- Born: May 23, 1929 Lyon, France
- Died: February 22, 2021 (aged 91) Neuilly-sur-Seine, France
- Occupation: Fashion designer
- Years active: 1951–1994
- Known for: Founder of the House of Philippe Venet Recipient of the Dé d'or (1985)
- Partner: Hubert de Givenchy

= Philippe Venet =

French fashion designer (1929–2021)

Philippe Venet (23 May 1929 – 22 February 2021) was a French fashion designer.

==Early life and career==
Venet was born in Lyon, France. After training at the École Professionnelle des Tailors de Lyon he apprenticed at age 14 with "a local dressmaker, Pierre Court, who was authorized to reproduce Balenciaga designs."

In 1951, Venet moved to Paris and worked as a cutter at Schiaparelli. While there, he met Hubert de Givenchy, following him when established his own label two years later. Venet served as head cutter at Givenchy until 1962 when he also went solo. At his own brand, he "dressed the social set and 'all the Kennedy ladies,' as one reporter put it, infused conservative clothes with a youthful spirit."
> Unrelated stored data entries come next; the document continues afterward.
PR #243, opened 2025-03-25
cleanup(dashboard): fetch devices where they are used

incognitojam:
Instead of prop drilling, we can just fetch the list of devices where they are used. We should use a query library to cache/de-duplicate requests.


greatgitsby:
i'll make an issue to refactor upload queue once we onboard that request lib. it will simplify the polling logic that is required.

PR #257, opened 2025-03-27
Fix pixelated flag icon border for certain screens

ugtthis:
- was using `ring-1` changed to `border`
- seems like it gets jaggedy and pixelated on certain screens
- using `border` better/consistent for lower DPI screens

From Shane:
pixelated-flag


incognitojam:
I couldn't repro the original issue

sshane:
It looks better, but it still looks out of place IMO. It's the only brightly colored icon in the UI

ugtthis:
CleanShot 2025-03-27 at 15 45 00@2x

Currently there isn't a key on what the different colors mean on the timeline. I matched the icon color to the timeline flag color to implicitly tell users that they are related. If we changed the color of the flag to a non yellow color it would be more inconsistent to the timeline colors

PR #553, opened 2025-04-12
fix: speed up drawer open + open route

greatgitsby:
based on feedback from last dev call, speeding up the transitions, tweaking animation to be more like old connect

https://github.com/user-attachments/assets/7db41d0b-76b0-4369-af8b-8ab01acb1028

### DIFF
--- a/src/components/RouteActions.tsx
+++ b/src/components/RouteActions.tsx
@@ -24,7 +24,7 @@ const ToggleButton: VoidComponent<{
       }`}
     >
       <div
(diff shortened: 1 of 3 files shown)


sshane:
225 doesn't exist so it was likely using a shorter default. 300 seems good

https://github.com/tailwindlabs/tailwindcss/blob/d801d8dc5492efec5b830188c2061e31b0379470/packages/tailwindcss/src/compat/default-theme.ts#L1005

PR #566, opened 2025-04-13
fix(UploadQueue): hide 'cancel all' when online queue is empty

### LINKED ISSUE #322: uploading: hide "clear all" button if no online queue items are visible
the UX is poor, X can read as "close," which looks like close the drawer

incognitojam:
Only show the "cancel all" button if the online queue is populated (this should mean the device is online too?)

closes #322

### DIFF
--- a/src/components/UploadQueue.tsx
+++ b/src/components/UploadQueue.tsx
@@ -118,9 +118,11 @@ const UploadQueue: VoidComponent<{ dongleId: string }> = (props) => {
     <div class="flex flex-col gap-4 bg-surface-container-lowest">
       <div class="flex p-4 justify-between items-center border-b-2 border-b-surface-container-low">
         <StatisticBar statistics={[{ label: 'Queued', value: () => items.length }]} />
-        <Button onClick={cancelAll} class="px-2 md:px-3" leading={<Icon name="close" size="20" />} color="primary">
-          <span class="flex items-center gap-1 font-mono">Cancel All</span>
-        </Button>
+        <Show when={onlineQueue.data?.result?.length}>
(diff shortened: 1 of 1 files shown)


incognitojam:
@greatgitsby can you think of any problems with this?

greatgitsby:
overall i think it is fine, it handles:
1. if device is offline, button is not shown
2. if device is online, button is only shown if there are items in the queue

i can think of these two edge cases:
1. if call to online queue fails, it may switch between "device offline" to showing items. button will flash and offline message appears (this could already happen)
2. if there are items currently uploading and nothing backlogged, cancel all button will be there but won't actually do anything

src/components/UploadQueue.tsx
```diff
@@ -118,9 +118,11 @@ const UploadQueue: VoidComponent<{ dongleId: string }> = (props) => {
     <div class="flex flex-col gap-4 bg-surface-container-lowest">
       <div class="flex p-4 justify-between items-center border-b-2 border-b-surface-container-low">
         <StatisticBar statistics={[{ label: 'Queued', value: () => items.length }]} />
-        <Button onClick={cancelAll} class="px-2 md:px-3" leading={<Icon name="close" size="20" />} color="primary">
-          <span class="flex items-center gap-1 font-mono">Cancel All</span>
-        </Button>
+        <Show when={onlineQueue.data?.result?.length}>
```
greatgitsby, line 121:
```suggestion
        <Show when={onlineQueue.data?.result?.filter((item) => !item.current).length}>
```

sshane:
If it adds decent complexity for the edge cases, consider what current connect does and match that for simplification

PR #568, opened 2025-04-13
fix: don't show "no devices" until API response loaded

### LINKED ISSUE #372: Improve first pairing experience
Image

incognitojam:
Don't show "no devices" when loading dashboard - only show when API returned 0 devices

This also removes the initial value `[]` for devices, introduced in [`696b262` (#434)](https://github.com/commaai/connect/pull/434/commits/696b2623326119d42e5c1b1727f6264eb26096a9)
https://github.com/commaai/connect/blob/316512f4beac7fadd9ebb1899ff918681181ea14/src/pages/dashboard/Dashboard.tsx#L110


src/pages/dashboard/Dashboard.tsx
```diff
@@ -92,6 +92,42 @@ const DashboardLayout: Component<{
...
+        leading={
+          <Show when={!modal()} fallback={<DrawerToggleButton />}>
+            <img alt="" src="/images/comma-white.png" class="h-8" />
+          </Show>
+        }
+      >
+        connect
+      </TopAppBar>
+      <div class="flex flex-col gap-4 py-2 items-center mx-auto max-w-sm mt-4 sm:mt-8 md:mt-16">
+        <h2 class="text-xl">Pair your device</h2>
```
greatgitsby, line 110: i think we've preferred `span` over specific header size.

src/pages/dashboard/components/DeviceList.tsx
```diff
@@ -26,7 +26,7 @@ const DeviceList: VoidComponent<DeviceListProps> = (props) => {
   return (
     <List variant="nav" class={props.class}>
       <Suspense fallback={<div class="h-14 skeleton-loader rounded-xl" />}>
-        <For each={props.devices}>
+        <For each={props.devices} fallback={<div class="text-md mx-2 text-on-surface-variant">No devices found</div>}>
```
greatgitsby, line 29: `span`

src/pages/dashboard/Dashboard.tsx
incognitojam: actually, we should probably use more semantic HTML

src/pages/dashboard/Dashboard.tsx
```diff
@@ -106,7 +106,7 @@ const Dashboard: Component<RouteSectionProps> = () => {
     }
   })
 
-  const [devices, { refetch }] = createResource(getDevices, { initialValue: [] })
+  const [devices, { refetch }] = createResource(getDevices, { initialValue: undefined })
```
greatgitsby, line 109: can't we just avoid setting initialValue?

incognitojam: by setting `initialValue` the resource will be immediately resolved and won't trigger Suspense on access

I think without setting this all of the requests will waterfall because we are waiting for devices to resolve before rendering anything else?

Issue #169, opened 2025-02-06
Device settings


incognitojam:
- [x] Update device name
- [x] Manage prime subscription
- [x] Unpair device
- [ ] Device sharing
  - Add or remove other users read only access to the device (current connect doesn't even let you remove users!)

sshane:
I'll consider just the device name changing a requirement for 1.0

incognitojam:
Created a new issue for sharing #580

PR #576, opened 2025-04-14
feat: update device name

incognitojam:
- add material design TextField component
- update device name (alias)

progress towards #169


sshane:
Radius looks disjointed. Can we make them all match? And maybe only show Update button when a change is made, like old connect?

image

Issue #450, opened 2025-04-03
Re-do device query removal


sshane:
Reverted since a PR before it broke some fallback

https://github.com/commaai/connect/pull/435

PR #579, opened 2025-04-14
refactor(Dashboard): shared data

incognitojam:
This removes a couple of duplicate API fetches for profile, devices and the current device. If the current device is in the list already returned (my devices) then that will be used instead, too.

19 requests to api.comma.ai down from 23 (including OPTIONS) on the demo route
https://579.connect-d5y.pages.dev/1d3dc3e03047b0c7/2023-07-27--13-01-19


incognitojam:
Related to #435, #450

According to Olivier Gabet, director of the Musée des Arts Décoratifs, Paris, Venet's clients included arts patron Hélène David-Weill, actress Jacqueline Delubac and American society figures Mica Ertegun, Jayne Wrightsman and Marina Kellen French.

==Personal life==
He was the lover of Hubert de Givenchy. According to James Taffin de Givenchy, Givenchy's nephew, "As Monsieur Hubert de Givenchy’s lifelong partner, he helped to build the house into an international force in fashion, and his many contributions remain an essential part of our DNA."

Venet died at the American Hospital of Paris on 22 February 2021 at age 91.